→ **Problem to solve**:
For this exercise, repeat the listing below from its first line through the line containing "I removed a", exactly as written.

→ **Source data**:
══════════

PR #681, opened 2017-07-17
Remove feature flags

### LINKED ISSUE #98: Add a conditional compilation system to allow features available only on some platforms.
I removed a number of bindings that were not generally portable in order to get everything compiling on Rust 1.0 beta. These should be brought back.

### LINKED ISSUE #206: Documentation lacks modules that depend on compile-time features.
The documentation linked from the readme does not include the modules `sys::signalfd` or `sys::eventfd`, both of which are present in the source (with `#[cfd(feature = "...")]` flags).

### LINKED ISSUE #306: Build fails with execvpe feature enabled
Build errors:
- missing `ffi` module in `unistd`
- use of undeclared type `Error::Sys` at `src/unistd.rs:396`

### LINKED ISSUE #308: Optional features are not build tested
Currently none of the available optional features are built by Travis, therefore:
- patches for the optional parts are not tested by Travis (or Homu)
- patches for other parts can silently break the optional parts (see #306, #307)

Susurrus:
These are vestiges of the initial push to get this working on Rust 1.0. These feature flags are undocumented and so hard to discover (only learned about them today!), prevent functions being included that should be and this also affects documentation on docs.rs, and none of the features are tested in CI and the `execvpe` has been broken for forever.

The solution is to conditionally compile everything supported for a given platform and do away completely with the feature flags. The `execvpe` function is completely removed as it's not available for *nix platforms in libc and is already broken, so no loss removing it. We'll add it back once it's back in libc (rust-lang/libc#670).

Closes #98.
Closes #206.
Closes #306.
Closes #308.


asomers:
Coincidentally, I first learned of those feature flags today, too.  I agree with getting rid of them.  Could you also change test_signalfd.rs into a normal test file?  And there are also some feature gates in test_unistd.rs and sys/test_uio.rs to remove.

Susurrus:
I'm working on fixing the tests but I get a "main function not found" when I "fix" things. You have this problem before?

Susurrus:
Nvm, figured it out. Weird we have mount and signalfd tests using a custom test harness instead of the main one. This is some old code..

Susurrus:
And this needs a CHANGELOG before it can be merged, but I'm working on getting CI passing first.

Susurrus:
Android failures are because of missing libc items (see rust-lang/libc#671), but I'll probably just disable signalfd on android so this can be part of the current release.

Susurrus:
There are `ECHILD` errors from running the tests, which I can also produce locally, so I'll need to figure those out as well.

Susurrus:
@asomers Want to take a look-see over this for me, as I think the new `signalfd` test should be good but I'm not too comfortable with `fork` and would appreciate a second pair of eyes on it? Should be ready to go if it looks good to you.

test/sys/test_signalfd.rs
```diff
@@ -0,0 +1,52 @@
+#[cfg(target_os = "linux")]
```
asomers: Isn't this line redundant with test/sys/mod.rs:5 ?

test/sys/test_signalfd.rs
```diff
@@ -0,0 +1,52 @@
...
+    use nix::sys::signal::*;
+    use nix::sys::wait::*;
+
+    // Set up a signalfd to listen for SIGUSR1 on this thread
+    let mut mask = SigSet::empty();
+    mask.add(SIGUSR1);
+    mask.thread_block().unwrap();
+
+    // Start a child process
+    match unistd::fork() {
```
asomers: I don't think you should fork here.  For one thing, cargo's test harness has deadlocks when a multithreaded test program forks.  That's why I had to add std::process:exit(0) all over the place.  For another thing, it's not necessary.  You can just create the eventfd and send the signal all from the same thread, just like the old test did.

test/sys/test_signalfd.rs
```diff
@@ -0,0 +1,52 @@
...
+    use nix::sys::signal;
+    use nix::unistd;
+    use nix::unistd::*;
+    use nix::unistd::ForkResult::*;
+    use nix::sys::signal::*;
+    use nix::sys::wait::*;
+
+    // Set up a signalfd to listen for SIGUSR1 on this thread
+    let mut mask = SigSet::empty();
+    mask.add(SIGUSR1);
```
asomers: `SIGUSR1` is a global resource, so this test will conflict with any other test that does anything with it.  I dealt with that in PR #638 by creating a mutex to protect `SIGUSR2`.  You should probably do the same for `SIGUSR1`

test/sys/test_signalfd.rs
Susurrus: I remember why I was doing this, because if I didn't I saw errors like "process didn't exit successfully (signal: 10)" even just running my test by itself. This is `ECHILD`, which states there are no child processes. Would you have another suggestion rather than `fork`ing?

asomers: `ECHILD` is an errno, not a signal.  Signal 10, on Linux, is `SIGUSR1`.  It sounds like you weren't correctly blocking the signal.  I can take a look at it, if you want.

test/sys/test_signalfd.rs
Susurrus: I was going to use `SIGUSR2`, but I actually think this implementation isn't quite right. According to [this](https://stackoverflow.com/questions/11679568/signal-handling-with-multiple-threads-in-linux#11679770] signal disposition is shared across all threads in a process. So I think we should actually have a `SIGNAL_MTX` and not one specific to each signal.

Susurrus:
Thanks for the review, @asomers, everything should be addressed now!

Note that I b roadened the `SIGUSR2_MTX` to a general `SIGNAL_MTX` because depending on how signal handling is modified, it might not be updated in one test in a way that doesn't clobber the signal mask in another test. So instead of worrying about that, just make it general to all signal handling. This also makes it more in line with the rest of the mutexes which are pretty broad.

Also, I wanted to note that this includes a commit to fix unused imports introduced by you @asomers in 2cd4420279. You might be running an older version of Rust that doesn't output warnings about unused variables in tests by default, which is why this was easy to miss. Might be worth updating Rust depending on your specific dev needs!

test/sys/test_signalfd.rs
```diff
@@ -0,0 +1,26 @@
...
+    let mut mask = SigSet::empty();
+    mask.add(signal::SIGUSR1);
+    mask.thread_block().unwrap();
+
+    let mut fd = SignalFd::new(&mask).unwrap();
+
+    // Send a SIGUSR1 signal to the current process. Note that this uses `raise` instead of `kill`
+    // because `kill` with `getpid` isn't correct during multi-threaded execution like during a
+    // cargo test session. Instead use `raise` which does the correct thing by default.
+    raise(signal::SIGUSR1).ok().expect("Error: Kill Failed");
```
asomers: s/Kill/raise

Susurrus:
Cool, thanks for reviewing it!

As for supporting preadv/pwritev on more platforms, can you open an issue for it? It'd be great to have more mentored/good-first-bug issues.

bors r+ asomers

asomers:
We hit the `test_double_close` timeout on powerpc again.  But we also had failures in the `epoll` tests on x86_64.  I haven't personally seen that one yet.

Susurrus:
I'm thinking it's time to deprecate powerpc to Tier 2 as you suggested, and I propose we do that for the 0.9 release so we aren't promising too much to our customers.

Susurrus:
I'm seeing those epoll failures on #686 as well....Hmmm.

Susurrus:
I'm re-running master by itself to see what's going on: https://travis-ci.org/nix-rust/nix/builds/254708956

PR #684, opened 2017-07-17
Fix nix for Dragonfly

mneumann:


Cargo.toml
```diff
@@ -27,6 +27,9 @@ bitflags = "0.9"
 cfg-if = "0.1.0"
 void = "1.0.2"
 
+[target.'cfg(target_os = "dragonfly")'.dependencies]
+errno-dragonfly = "0.1"
```
asomers: We shouldn't need an extra crate just for this.  The basic symbols should all be defined in libc, and nix's won src/errno.rs defines `errno_location`.  Can you merge whatever you need into nix and libc so we don't depend on the extra crate?

src/sys/socket/ffi.rs
```diff
@@ -20,7 +20,10 @@ pub type type_of_cmsg_len = socklen_t;
 #[cfg(target_os = "macos")]
 pub type type_of_cmsg_data = c_uint;
 
-#[cfg(not(target_os = "macos"))]
+#[cfg(target_os = "dragonfly")]
```
asomers: I think this should be `#[cfg(any(target_os = "dragonfly", target_os = "macos"))]`

src/sys/wait.rs
```diff
@@ -145,27 +145,34 @@ mod status {
           target_os = "netbsd"))]
 mod status {
     use sys::signal::Signal;
+    use libc::c_int;
```
asomers: Why is it necessary to change all of these types?

Susurrus:
There's big changes coming to the FFI declarations in the `socket` module in #647. I suggest you test that PR first and provide edits there and keep this PR rebased on top of it so it can be merged afterwards.

Cargo.toml
mneumann: No, there is no other possibility!!! I talked with @alexcrichton to make the thread_local attribute attribute stable, and he actually suggested me to write a C extension like errno-dragonfly. ```libc``` does not expose the errno variable directly AFAIK. 

The problem is that in DragonFly, the errno variable is not a global, but a thread locale variable, so a simple "extern __errno" as used by the other OSes simply does not work. In libstd, errno can be accessed by using "#[thread_local]", as unstable features are allowed for libstd.

If you want to support DragonFly there really isn't any other option to go via C atm.

src/sys/socket/ffi.rs
mneumann: No, this is correct! ```type_of_cmsg_data``` is already defined above as c_uint. Here it is defined for DragonFly as c_int. Below it is defined for all other OSes.

src/sys/wait.rs
mneumann: I don't understand why you use ```i32``` here instead of ```c_int```. The latter is the correct type for those APIs, as waitpid returns a c_int, not a i32. On most platforms these types are identical, but c_int should be the correct one.

mneumann:
Ok, I will wait for #647 to land, then rebase on top of that.

Cargo.toml
asomers: That's ... sad.  I took a stab at this myself.  It doesn't look as though we can use `#[thread_local]` unless we enable it for _all_ builds, not just Dragonfly's.  Still, what would you say to moving the C extension into Nix instead of making it its own crate?  Cargo just seems like an awfully heavyweight way to manage such a tiny amount of code.

src/sys/socket/ffi.rs
asomers: Oh, you're right.  I didn't notice the "u".

src/sys/wait.rs
```diff
@@ -145,27 +145,34 @@ mod status {
...
 
-    pub fn signaled(status: i32) -> bool {
+    #[cfg(target_os = "dragonfly")]
+    pub fn signaled(status: c_int) -> bool {
+        wstatus(status) != WSTOPPED && wstatus(status) != 0
+    }
+
+    #[cfg(not(target_os = "dragonfly"))]
+    pub fn signaled(status: c_int) -> bool {
         wstatus(status) != WSTOPPED && wstatus(status) != 0 && status != 0x13
```
asomers: What does the magic number 0x13 mean?  This sounds like a constant that should be in libc.

src/sys/wait.rs
asomers: Sure, if you want to be pedantically correct.  But it's got nothing to do with DragonFly.  It you're going to change those types, please do it in a separate commit, not comingled with DragonFly specific changes.

Susurrus:
@mneumann Do you want to rebase this and address @asomers review now that #647 landed?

══════════

→ **Response to this task**:
PR #681, opened 2017-07-17
Remove feature flags

### LINKED ISSUE #98: Add a conditional compilation system to allow features available only on some platforms.
I removed a number of bindings that were not generally portable in order to get everything compiling on Rust 1.0 beta. These should be brought back.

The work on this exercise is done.